# 56 Traveller Violet



## rollfaster

Work will began soon on this one a friend picked up. Rare color I believe.


----------



## Eric Amlie

Nice...what's the serial number?
It looks earlier than '56 to me.
Here is my '56. S/N W56130 dates to 5/31/56


----------



## Oilit

Eric Amlie said:


> Nice...what's the serial number?
> It looks earlier than '56 to me.
> Here is my '56. S/N W56130 dates to 5/31/56
> 
> View attachment 1240803



Yours may be a 1957. I have a gold Traveler dated 1955 by the serial number and the hub, but according to the catalog, the 1955 "Lightweight, Middleweight and Jaguar" colors were black, or Opalescent Red, Blue or Green.
http://www.trfindley.com/flschwinn_1951_1960/1955_28.html
Gold and Violet were added in 1956, at least according to the catalogs.


			Schwinn brochures and catalogs, 1951 - 1960 (73 of 157)
		

I posted a couple of pictures of my Traveler here: https://thecabe.com/forum/threads/off-center-head-badge.126517/


----------



## Eric Amlie

Could be I suppose. I'm just going by what the S/N lists say.


----------



## Oilit

Eric Amlie said:


> Could be I suppose. I'm just going by what the S/N lists say.



I don't really know either. At a glance, the "colors" page doesn't really match the rest of the 1955 catalog, but I don't have a copy of my own to double check. I get the impression that the Travelers weren't big sellers, but would Schwinn actually keep them that long? Talk about slow moving!


----------



## rennfaron

Eric Amlie said:


> Could be I suppose. I'm just going by what the S/N lists say.

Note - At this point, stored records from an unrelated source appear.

PR #2367, opened 2023-08-21
fix(build): add nodeselector

purelind:
add nodeselector to avoid accidental scheduling to arm64 nodes.

### DIFF
--- a/jenkins/pipelines/cd/tiflow-operator-docker.groovy
+++ b/jenkins/pipelines/cd/tiflow-operator-docker.groovy
@@ -46,6 +46,7 @@ pipeline {
             agent {
                 kubernetes {
                     yaml podYaml
+                    nodeSelector "kubernetes.io/arch=amd64"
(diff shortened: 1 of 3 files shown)


xhebox (approved):

jenkins/pipelines/cd/tiflow-operator-docker.groovy
```diff
@@ -46,6 +46,7 @@ pipeline {
             agent {
                 kubernetes {
                     yaml podYaml
+                    nodeSelector "kubernetes.io/arch=amd64"
```
lijie0123, line 49: It seems not nessarary, because docker is multi-platform

purelind: We prefer to prioritize the use of amd64 nodes because there are fewer arm64 resources available.

lijie0123 (approved):

PR #5184, opened 2026-09-08
refactor(pipelines): reorganize tiflash pull_unit_next_gen job layout

wuhuizuo:
Reorganize the pingcap/tiflash `pull_unit_next_gen` job layout to align with `pull_unit_test`:

- Move `pull_unit_next_gen.groovy` into `pull_unit_next_gen/pipeline.groovy` and update the job DSL script path accordingly.
- Add a dedicated `pull_unit_next_gen/pod-test.yaml` pod template instead of relying on the previous (non-existent) top-level `pod-pull_unit-test.yaml` reference.
- Derive the pod template file path from `JOB_BASE_NAME` in both `pull_unit_next_gen` and `pull_unit_test` pipelines.
- Cache ccache under `$WORKSPACE/.ccache` (workspace volume) and drop the shared `customWorkspace` (tiflash-build-common).

### DIFF
--- a/jobs/pingcap/tiflash/latest/pull_unit_next_gen.groovy
+++ b/jobs/pingcap/tiflash/latest/pull_unit_next_gen.groovy
@@ -14,7 +14,7 @@ pipelineJob('pingcap/tiflash/pull_unit_next_gen') {
     definition {
         cpsScm {
             lightweight(true)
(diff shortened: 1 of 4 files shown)


wuhuizuo (commented):
/approve

PR #5191, opened 2026-09-09
fix(pipelines): redirect ghpr DDL tmp with postStart

wuhuizuo:
## Problem

The previous postStart symlink implementation did not solve the failure. Replay build 28 confirms the hook ran, the workspace mount was declared writable, and the temporary target was assigned to UID/GID 1000; TiDB still received `read-only file system` under `make bazel_*`.

## Change

Keep the postStart ownership setup, but replace the symlink with a bind mount:

1. create `/home/jenkins/agent/tidb-tmp` on the workspace PVC and set `1000:1000` / `0775`;
2. remove the image-precreated `/tmp/tidb` before tests begin;
3. bind-mount the temporary directory at `/tmp/tidb`, then explicitly remount that bind mount read-write;
4. invoke the existing Bazel ConfigMap script through `/bin/sh`.

The privileged `golang` container already has the capability required for bind mounts. A separate mount point prevents the Bazel test sandbox from resolving a symlink target that it makes read-only.

## Validation

- `git diff --check`
- Kubernetes pod template client schema validation
- Ruby YAML parse
- Extracted postStart shell syntax check
- staging replay: build 29 (source build 25)

### DIFF
--- a/pipelines/pingcap/tidb/latest/ghpr_check2.groovy
+++ b/pipelines/pingcap/tidb/latest/ghpr_check2.groovy
@@ -89,7 +89,7 @@ pipeline {
                         )
                     }
                 }
-                agent{
+                agent {
                     kubernetes {
                         namespace K8S_NAMESPACE
                         defaultContainer 'golang'
@@ -103,7 +103,7 @@ pipeline {
                     expression { return !matrixCache.shouldSkip(REFS, 'Test', [script_and_args: env.SCRIPT_AND_ARGS]) }
                 }
                 stages {
-                    stage('Test')  {
+                    stage('Test') {
                         environment {
                             CODECOV_TOKEN = credentials('codecov-token-tidb')
                         }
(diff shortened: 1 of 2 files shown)


wuhuizuo:
## Jenkins Replay Status

- [ ] `pipelines/pingcap/tidb/latest/ghpr_check2.groovy` + `pipelines/pingcap/tidb/latest/pod-ghpr_check2.yaml` → `pingcap/tidb/ghpr_check2`
  - [replay build 28](https://do.pingcap.net/jenkins-staging/job/pingcap/job/tidb/job/ghpr_check2/28/) confirmed the ownership-corrected symlink hook reached the pod, but TiDB still saw a read-only path under Bazel; it was stopped after diagnosis.
  - [replay build 29](https://do.pingcap.net/jenkins-staging/job/pingcap/job/tidb/job/ghpr_check2/29/) is building from [build 25](https://do.pingcap.net/jenkins-staging/job/pingcap/job/tidb/job/ghpr_check2/25/). It uses the bind-mount postStart implementation, with the mount explicitly remounted read-write.
  - inline pod YAML is enabled.

PR #5197, opened 2026-09-10
chore(pipelines): use ghcr.io release image instead of ghcr-remote mirror

wuhuizuo:
## Summary

Replace the `us-docker.pkg.dev/pingcap-testing-account/ghcr-remote/pingcap-qe/cd/utils/release` image reference with the upstream `ghcr.io/pingcap-qe/cd/utils/release` in all pod YAMLs under `pipelines/`.

## Changes

- 89 pod YAML files under `pipelines/` updated.
- Image tags are kept unchanged; only the registry/repository prefix is switched from the ghcr-remote mirror to ghcr.io.


wuhuizuo (commented):
/approve

PR #5228, opened 2026-09-14
fix(tidb): wait for PD leader and TiKV stores in real-tikv tests

wuhuizuo:
## Problem

The `ghpr_check2` real-tikv matrix branches are flaky. In build `ghpr_check2 #229` (`pingcap/tidb#71029`) the `bazel_addindextest1` and `bazel_importintotest3` branches failed, and the rest were aborted by `parallelsAlwaysFailFast()`.

The archived TiKV logs show all/some TiKV processes crashing during startup:

```
[FATAL] [lib.rs:563] ["failed to get timestamp from PD: Other(\"[components/pd_client/src/tso.rs:102]: Timestamp channel is dropped\")"]
  <server::server::TikvServer<...>>::init  at components/server/src/server.rs:434:55
```

With no TiKV store registered, PD never bootstraps the cluster, so every test in the branch fails at `CreateMockStoreAndSetup` with:

```
type:NOT_BOOTSTRAPPED message:"cluster is not bootstrapped"
```

## Root cause

`run_real_tikv_tests.sh` started TiKV right after `wait_for_pd_cluster` saw 3 healthy members on `/pd/api/v1/health`. That endpoint only reports member health; it does **not** guarantee the PD leader (and its TSO service) is ready.

Timeline from `bazel_addindextest1`:

```
08:19:43.032 TiKV first TSO request -> "requested pd is not leader of cluster"
08:19:43.033 PD leader "ready to serve"
08:19:46.390 TiKV FATAL "Timestamp channel is dropped"
```

TiKV's `TikvServer::init` fetches a timestamp while starting and panics if that request races the leader election. It is a per-branch race (~a few ms window), which is why it hits a couple of branches per run and the job fails most of the time.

From what I have seen, somewhere in 1956 they switched over to the new design. I have a blue traveler dated 1956 as well (I think early-to-mid 1956 SN but need to check). This new decal package and paint setup switch appears to be a lot less defined than other similar transitions in decal/paint/component setups. In 1956 I see a lot of both–just my observation.

Dealer catalog - 1955 catalog showing violet paint offering. Also showing gold. Second to last pic
Dealer catalog - 1956 catalog showing violet paint offering in new decals setup. Last pic
The color is somewhat rare, but I have seen at least 5 of these pop up for sale over the past 3-4 years. I see a ton of the black ones and rarely see the blue ones. @s1b picked one of these up not too long ago (second image). Third image is another one I saw for sale a while back. Not great pics but here is a 1955 violet (probably a late '55 SN stamped frame)(Also owned by a CABE'er at one point). Fourth pic, I randomly found this 1956, but no information on it.


----------



## Oilit

rennfaron said:


> From what I have seen, somewhere in 1956 they switched over to the new design. I have a blue traveler dated 1956 as well (I think early-to-mid 1956 SN but need to check). This new decal package and paint setup switch appears to be a lot less defined than other similar transitions in decal/paint/component setups. In 1956 I see a lot of both–just my observation.
> 
> Dealer catalog - 1955 catalog showing violet paint offering. Also showing gold. Second to last pic
> Dealer catalog - 1956 catalog showing violet paint offering in new decals setup. Last pic
> The color is somewhat rare, but I have seen at least 5 of these pop up for sale over the past 3-4 years. I see a ton of the black ones and rarely see the blue ones. @s1b picked one of these up not too long ago (second image). Third image is another one I saw for sale a while back. Not great pics but here is a 1955 violet (probably a late '55 SN stamped frame)(Also owned by a CABE'er at one point). Fourth pic, I randomly found this 1956, but no information on it.
> 
> View attachment 1241010View attachment 1241012
> View attachment 1241011View attachment 1241023View attachment 1241058View attachment 1241057



That's good information, Thank you! Now you've got me thinking about another question. Sometime during the early to mid '50's they changed the seat post decal from the longer "Schwinn World" version to the shorter "Schwinn" type, you can see the long earlier type on the 2nd picture you posted, the one that @s1b picked up, the rest have the shorter type. His also has the first generation Weinmann levers, where my '55 has the shorter decal and the 2nd generation levers. Do you know the year of his? I would guess a 1954, but was Schwinn using violet in 1954? The only thing on T.R. Findleys' site for 1954 is a brochure that doesn't list the colors, but the traveler in the picture looks like it could be gold. The '54 price list may have the colors listed in the fine print, but I can't make it out.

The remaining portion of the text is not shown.